# Post your best growing/culture tips!



## Ryan Young (Feb 27, 2014)

Hi Everybody,

for those who wish to divulge any tips you've acquired in the course of growing, I thought having a thread to collect these in would be adventageous.

From limited personal experience with paphs:

To REHYDRATE plants (from receiving shipped orchids or forgotten to water plants)
Soak roots in 50/50 Water and Coconut water for 30-60 mins. I found that it revived my hangianums and a burst of growth for the next 3 months, added about 1" in length and a bit in width too, you could almost see them growing.

To FEED your plant supplements
I found some additional hydroponic supplements that was available in a kit that all my orchids responded to very well. Liquid Karma, and Aqua Shield.

To end Fungus Gnats
cinnamon sprinkled on potting mix, this kills/reduces the fungus growth, gnat larvae starve, and don't get to go onto adult stage!

from this forum:
Basket culture
Potted with sphag and hydroton - or various mixes ( I found some plastic piping woven wicker baskets at the big grocery chain that work great, also the green plastic coated wireframe hanging patio basket with coco fibre insert, at the asian dollar store) gives great air exchange but holds even moisture.

To Dope your plants
I found a 2.5ppm solution of Triacontanol has encouraged large sturdy growth, more research to do on this, but science articles show for other plants and seedlings it aids chlorophyll production and minerals absorption. Feed perhaps up to 3 times during the growing stage. I also will be testing it in combination with giberellic acid.

For Cattleya alliance:

Start new growth
Keikei paste on dormant eyes!


----------



## AdamD (Feb 27, 2014)

Repot before your roots suffocate. Annually with CHC based mixes. Grrrr... Orchiata time. 

Also I'm on the low K bandwagon. I have a ctsm. that is a mile ahead of the rest in my little experiment. Spiking already. Possible 2nd spike or new growth taboot. 

Just installed a RO system I got from Ray 10 years ago (lost and found in the basement, woohoo!) Will see how much better it does than a Pur filter. Already tastes sooo much better.


----------



## NYEric (Feb 27, 2014)

Have a regular maintenance program, to pull off dead leaves, check and kill pests, etc.


----------



## abax (Feb 27, 2014)

Air movement and lots of it.


----------



## Stone (Feb 28, 2014)

Plenty of horse manure on your tomatos and zucchini and.. Oh you mean for paphs? Lots of water when they start to put out roots in late spring/ summer and keep them ''monsoonaly'' moist till the end of the season. Water the ''island'' paphs well all year''. Give the continental spp a cool dry rest.


----------



## The Orchid Boy (Feb 28, 2014)

Increase humidity. This along with proper watering with pure water has greatly improved the health of my collection.


----------



## Ryan Young (Feb 28, 2014)

The Orchid Boy said:


> Increase humidity. This along with proper watering with pure water has greatly improved the health of my collection.
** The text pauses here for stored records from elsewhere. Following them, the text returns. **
Issue #515, opened 2020-02-03
libmicrohttpd version


bluewavenet:
@lynxis @mwarning 
The current libmicrohttpd package version in OpenWrt 19.07.1 and Debian is v0.9.62

Query string data sent to NDS by the client browser is always url escaped.

libmicrohttpd (MHD) should then send elements of the received escaped query string for unescaping (either to its builtin unescape or unescape call back)

However MHD v0.9.62 selectively unescapes  certain special characters before calling the unescape function resulting in lost or potentially corrupted characters. ie:

 * Character "$": browser escapes to %24, MHD unescapes %24 to $ **_BEFORE_** calling its configured unescape function, resulting in a double unescape

 * Character "%": browser escapes to %25, MHD unescapes %25 to % **_BEFORE_** calling its configured unescape function, resulting in a double unescape

 * Character "&": browser escapes to %26, MHD unescapes %26 to a space **_BEFORE_** calling its configured unescape function, resulting in loss of information

 * Character "+": browser escapes to %2B, MHD unescapes %2B to a space **_BEFORE_** calling its configured unescape function, resulting in loss of information

This effects form data submitted by BinAuth and PreAuth as MHD is used as the web server.
It does not effect FAS.
**!!EDIT!!** It could indirectly effect FAS if BinAuth is used for local post authentication processing.

At the time of writing, the current release of libmicrohttpd is v0.9.69.
This is also the current package version in OpenWrt Snapshot.

**_libmicrohttpd v0.9.69 does not exhibit the above incorrect behaviour._**

MHD has the constant MHD_VERSION, but this is only the value contained in the microhttpd.h that is included when the NDS package is compiled.

It does **_NOT_** return the version of libmicrohttpd that is **_ACTUALLY_** installed.

The minimum required version of MHD is set in main.c, but this does not prevent a compiled NDS package being used with an older version of MHD. It will however work in the case of a `make install` in Debian/done on the actual target device eg Rpi etc. 

**_Is there any way you can think of for NDS to detect the ACTUAL installed version of MHD?_**

PR #521, opened 2020-02-09
Force minumum version of libmicrohttpd (MHD)

bluewavenet:
See issue #515

The setting in main.c works only if NDS is compiled and installed in place.

If creating a package however, microhttpd.h is embedded as an include
leaving no way for NDS to discover the installed MHD version.

This commit uses the NDS init.d script on Openwrt to determine the
installed MHD version.

opkg cannot be used to determine the MHD version as on installing (with opkg)
an opkg lock error is generated.

If in the future, NDS was to be added to other Linux official package repo's
(eg Debian), similar installed version detection would have to be done.

### DIFF
--- a/openwrt/nodogsplash/files/etc/init.d/nodogsplash
+++ b/openwrt/nodogsplash/files/etc/init.d/nodogsplash
@@ -113,6 +113,43 @@ generate_uci_config() {
   local download
   local upload
 
+# Check libmicrohttpd version
+  local minversion="0.9.69"
+  local oldver="libmicrohttpd is out of date, please upgrade to at least version $minversion, Exiting...."
+
+  if [ -f "/usr/lib/opkg/info/libmicrohttpd-no-ssl.control" ]; then
+    local cpath="/usr/lib/opkg/info/libmicrohttpd-no-ssl.control"
+
+  elif [ -f "/usr/lib/opkg/info/libmicrohttpd-ssl.control" ]; then
+    local cpath="/usr/lib/opkg/info/libmicrohttpd-ssl.control"
+
+  else
+    echo "libmicrohttpd is not installed, Exiting...."
+    return 1
+  fi
+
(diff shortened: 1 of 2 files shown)


bluewavenet:
@lynxis @mwarning 
see issue #515 

Travis is failing. Is this because the Travis system does not have the minimum required MHD version?

openwrt/nodogsplash/files/etc/init.d/nodogsplash
```diff
@@ -113,6 +113,43 @@ generate_uci_config() {
...
+
+  elif [ -f "/usr/lib/opkg/info/libmicrohttpd-ssl.control" ]; then
+    local cpath="/usr/lib/opkg/info/libmicrohttpd-ssl.control"
+
+  else
+    echo "libmicrohttpd is not installed, Exiting...."
+    return 1
+  fi
+
+  local min_major=$(echo "$minversion" | awk -F '.' '{print $1}')
```
mwarning: openwrt has newer_than as shell command. That might simplify some things here.

mwarning:
libmicrohttpd has MHD_get_version to get the runtime version of libmicrohttpd.

bluewavenet:
@mwarning 
I can't find any reference to MHD_get_version. Any pointers?

mwarning:
This works fine:
```
#include <stdlib.h>
#include <stdio.h>
#include <microhttpd.h>

int main(int argc, char *argv[])
{
  int major = 0;
  int minor = 0;
  int patch = 0;
  const char *version = MHD_get_version();
  if (sscanf(version, "%d.%d.%d", &major, &minor, &patch) == 3) {
    printf("%d %d %d\n", major, minor, patch);
  }
  return 0;
}
```

bluewavenet:
@mwarning 
Ah! Cunningly disguised as a function :-D
I'll give it a try.

bluewavenet:
Closing. Using MHD_get_version() instead.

I'm fortunate to have very low tds (15 ppm) in the local tap water, and with a brita filter i can go down to 10 ppm. I noticed when buying plants from a source with hard water, after several weeks watering back at home, the plants really started to take off.


----------



## Ozpaph (Feb 28, 2014)

Rain water.
Keeping the summer temperature below 30C, if possible with fogger and misters.


----------



## papheteer (Feb 28, 2014)

I'm not a master grow, YET... But here are a few things i learned...

Feed very dilutely. Not more than 1/8 tsp of fertilizer per gallon of water.

Paphs like to be kept moist/wet when growing.

To those that grow under lights, most of the time we give our plants too much light. Aim for a good green. Mottling has to be pronounced.

Paphs NEED calcium and magnesium. I have more luck using my tap water than I RO water.

Supply calcium and magnesium in your fertilizer/water. Not as potting additives.

I try and go low-K whenever i can.

Kelp makes a difference!

Oh and adding some Urea and ammoniacal N helped me a lot! I alternate between 25-10-10, K-lite and pure urea! UREA has to be VERY DILUTE! Around 1/16 tsp per gallon of water!


----------



## orcoholic (Feb 28, 2014)

Keep Ph around 6.5


----------



## paphioboy (Feb 28, 2014)

Move to a tropical country!


----------



## Paul (Mar 1, 2014)

paphioboy said:


> Move to a tropical country!



excellent advise :clap:


my advise: adapt fertilizer to your water, or adapt water to your fertlizer...


----------



## orcoholic (Mar 1, 2014)

paphioboy said:


> Move to a tropical country!



amen


----------



## Linus_Cello (Mar 1, 2014)

paphioboy said:


> Move to a tropical country!



Doesn't work for some cyps.
Win the lottery (so you can build a greenhouse in a temperate location and buy a tropical island for the winter).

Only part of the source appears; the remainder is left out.